PR #3809, opened 2026-02-24
Add Krisp API key support and debug logging

markbackman:
## Context

The motivation for this PR is to provide transparency to the metrics data for `KrispVivaTurn`. I took the opportunity to also remove dead code fields in the `SmartTurnMetricsData` and created a generic `TurnMetricsData` class.

While working on that, I found that the new Krisp SDK requires an API key, so I added support for that too, in 3bb9b07d460aa876de19df003ca80a547ce4a9f8.

## Summary

- Added `TurnMetricsData` as a generic metrics class for turn detection, replacing the service-specific `SmartTurnMetricsData`. `KrispVivaTurn` now emits `TurnMetricsData` with `e2e_processing_time_ms` measuring the interval from VAD speech-to-silence transition to model threshold crossing.
- `BaseSmartTurn` now emits `TurnMetricsData` instead of `SmartTurnMetricsData`. Deprecated `SmartTurnMetricsData` (still available as a subclass for backwards compatibility).
- `MetricsLogObserver` normalizes deprecated `SmartTurnMetricsData` in `include_metrics` filters and logs all turn metrics via a unified `_log_turn` handler.
- Metrics are consumed in the strategy `_handle_input_audio` path when `append_audio` returns COMPLETE, so they are pushed immediately while fresh.
- Added `api_key` parameter to `KrispVivaSDKManager`, `KrispVivaTurn`, and `KrispVivaFilter` for Krisp SDK v1.8.0 licensing. Falls back to `KRISP_VIVA_API_KEY` environment variable.
- Updated examples (`07p`, `38b`) to use `TurnMetricsData` and `MetricsLogObserver`.

## Testing

- Run `07p-interruptible-krisp-viva.py` with `KRISP_VIVA_API_KEY` set and verify turn metrics are logged with e2e processing time
- Run `38b-smart-turn-local.py` and verify `TurnMetricsData` metrics appear in logs
- Verify `include_metrics={SmartTurnMetricsData}` still works (with deprecation warning)


scripts/evals/run-release-evals.py
```diff
@@ -123,6 +123,7 @@ def EVAL_VISION_IMAGE(*, eval_speaks_first: bool = False):
     ("07n-interruptible-google.py", EVAL_SIMPLE_MATH),
     ("07n-interruptible-google-http.py", EVAL_SIMPLE_MATH),
     ("07o-interruptible-assemblyai.py", EVAL_SIMPLE_MATH),
+    ("07p-interruptible-krisp-viva.py", EVAL_SIMPLE_MATH),
```
markbackman, line 126: @aconchillo I can provide the Krisp SDK and model for running release evals.

src/pipecat/audio/turn/smart_turn/base_smart_turn.py
```diff
@@ -222,27 +222,18 @@ def _process_speech_segment(self, audio_buffer) -> Tuple[EndOfTurnState, Optiona
                 # Calculate processing time
                 e2e_processing_time_ms = (end_time - start_time) * 1000
 
-                # Extract metrics from the nested structure
-                metrics = result.get("metrics", {})
-                inference_time = metrics.get("inference_time", 0)
```
markbackman, line 227: These fields weren't populated, so removing them along with SmartTurnMetricsData.

src/pipecat/audio/filters/krisp_viva_filter.py
```diff
@@ -48,6 +52,8 @@ def __init__(
                 If None, uses KRISP_VIVA_FILTER_MODEL_PATH environment variable.
             frame_duration: Frame duration in milliseconds.
             noise_suppression_level: Noise suppression level.
+            api_key: Krisp SDK API key. If empty, falls back to
+                the KRISP_API_KEY environment variable.
```
filipi87: @markbackman, is this something new? As far as I remember, we never needed an API key for Krisp before. Is it required now?

If it is required, we should probably update our docs as well:
- https://docs.pipecat.ai/guides/features/krisp-viva

src/pipecat/audio/krisp_instance.py
```diff
@@ -88,25 +89,46 @@ class KrispVivaSDKManager:
...
         """
         with cls._lock:
             # Initialize SDK on first acquire
             if cls._reference_count == 0:
                 try:
-                    krisp_audio.globalInit("", cls._log_callback, krisp_audio.LogLevel.Off)
+                    key = api_key or os.environ.get("KRISP_API_KEY", "")
+                    try:
+                        # New SDK signature (requires license key)
+                        krisp_audio.globalInit(
```
filipi87, line 122: Even in Krisp’s own documentation, I don’t see an API key being required:
- https://sdk-docs.krisp.ai/docs/getting-started-server#voice-isolation-model

env.example
```diff
@@ -104,6 +104,7 @@ INWORLD_API_KEY=...
 KRISP_MODEL_PATH=...
 
 # Krisp Viva
+KRISP_API_KEY=...
```
filipi87: Should we call it `KRISP_VIVA_API_KEY` to match the other environment variables?

filipi87 (approved):
Thanks for confirming with Krisp. LGTM!

src/pipecat/audio/filters/krisp_viva_filter.py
◆ ◆ ◆ ◆ ◆
→ **What to do**: What you give back must match the records word for word.

→ **Response to this exercise**:
PR #3809, opened 2026-02-24
Add Krisp API key support and debug logging

markbackman:
## Context

The motivation for this PR is to provide transparency to the metrics data for `KrispVivaTurn`. I took the opportunity to also remove dead code fields in the `SmartTurnMetricsData` and created a generic `TurnMetricsData` class.

While working on that, I found that the new Krisp SDK requires an API key, so I added support for that too, in 3bb9b07d460aa876de19df003ca80a547ce4a9f8.

## Summary

- Added `TurnMetricsData` as a generic metrics class for turn detection, replacing the service-specific `SmartTurnMetricsData`. `KrispVivaTurn` now emits `TurnMetricsData` with `e2e_processing_time_ms` measuring the interval from VAD speech-to-silence transition to model threshold crossing.
- `BaseSmartTurn` now emits `TurnMetricsData` instead of `SmartTurnMetricsData`. Deprecated `SmartTurnMetricsData` (still available as a subclass for backwards compatibility).
- `MetricsLogObserver` normalizes deprecated `SmartTurnMetricsData` in `include_metrics` filters and logs all turn metrics via a unified `_log_turn` handler.
- Metrics are consumed in the strategy `_handle_input_audio` path when `append_audio` returns COMPLETE, so they are pushed immediately while fresh.
- Added `api_key` parameter to `KrispVivaSDKManager`, `KrispVivaTurn`, and `KrispVivaFilter` for Krisp SDK v1.8.0 licensing. Falls back to `KRISP_VIVA_API_KEY` environment variable.
- Updated examples (`07p`, `38b`) to use `TurnMetricsData` and `MetricsLogObserver`.

## Testing

- Run `07p-interruptible-krisp-viva.py` with `KRISP_VIVA_API_KEY` set and verify turn metrics are logged with e2e processing time
- Run `38b-smart-turn-local.py` and verify `TurnMetricsData` metrics appear in logs
- Verify `include_metrics={SmartTurnMetricsData}` still works (with deprecation warning)


scripts/evals/run-release-evals.py
```diff
@@ -123,6 +123,7 @@ def EVAL_VISION_IMAGE(*, eval_speaks_first: bool = False):
     ("07n-interruptible-google.py", EVAL_SIMPLE_MATH),
     ("07n-interruptible-google-http.py", EVAL_SIMPLE_MATH),
     ("07o-interruptible-assemblyai.py", EVAL_SIMPLE_MATH),
+    ("07p-interruptible-krisp-viva.py", EVAL_SIMPLE_MATH),
```
markbackman, line 126: @aconchillo I can provide the Krisp SDK and model for running release evals.

src/pipecat/audio/turn/smart_turn/base_smart_turn.py
```diff
@@ -222,27 +222,18 @@ def _process_speech_segment(self, audio_buffer) -> Tuple[EndOfTurnState, Optiona
                 # Calculate processing time
                 e2e_processing_time_ms = (end_time - start_time) * 1000
 
-                # Extract metrics from the nested structure
-                metrics = result.get("metrics", {})
-                inference_time = metrics.get("inference_time", 0)
```
markbackman, line 227: These fields weren't populated, so removing them along with SmartTurnMetricsData.

src/pipecat/audio/filters/krisp_viva_filter.py
```diff
@@ -48,6 +52,8 @@ def __init__(
                 If None, uses KRISP_VIVA_FILTER_MODEL_PATH environment variable.
             frame_duration: Frame duration in milliseconds.
             noise_suppression_level: Noise suppression level.
+            api_key: Krisp SDK API key. If empty, falls back to
+                the KRISP_API_KEY environment variable.
```
filipi87: @markbackman, is this something new? As far as I remember, we never needed an API key for Krisp before. Is it required now?

If it is required, we should probably update our docs as well:
- https://docs.pipecat.ai/guides/features/krisp-viva

src/pipecat/audio/krisp_instance.py
```diff
@@ -88,25 +89,46 @@ class KrispVivaSDKManager:
...
         """
         with cls._lock:
             # Initialize SDK on first acquire
             if cls._reference_count == 0:
                 try:
-                    krisp_audio.globalInit("", cls._log_callback, krisp_audio.LogLevel.Off)
+                    key = api_key or os.environ.get("KRISP_API_KEY", "")
+                    try:
+                        # New SDK signature (requires license key)
+                        krisp_audio.globalInit(
```
filipi87, line 122: Even in Krisp’s own documentation, I don’t see an API key being required:
- https://sdk-docs.krisp.ai/docs/getting-started-server#voice-isolation-model

env.example
```diff
@@ -104,6 +104,7 @@ INWORLD_API_KEY=...
 KRISP_MODEL_PATH=...
 
 # Krisp Viva
+KRISP_API_KEY=...
```
filipi87: Should we call it `KRISP_VIVA_API_KEY` to match the other environment variables?

filipi87 (approved):
Thanks for confirming with Krisp. LGTM!

src/pipecat/audio/filters/krisp_viva_filter.py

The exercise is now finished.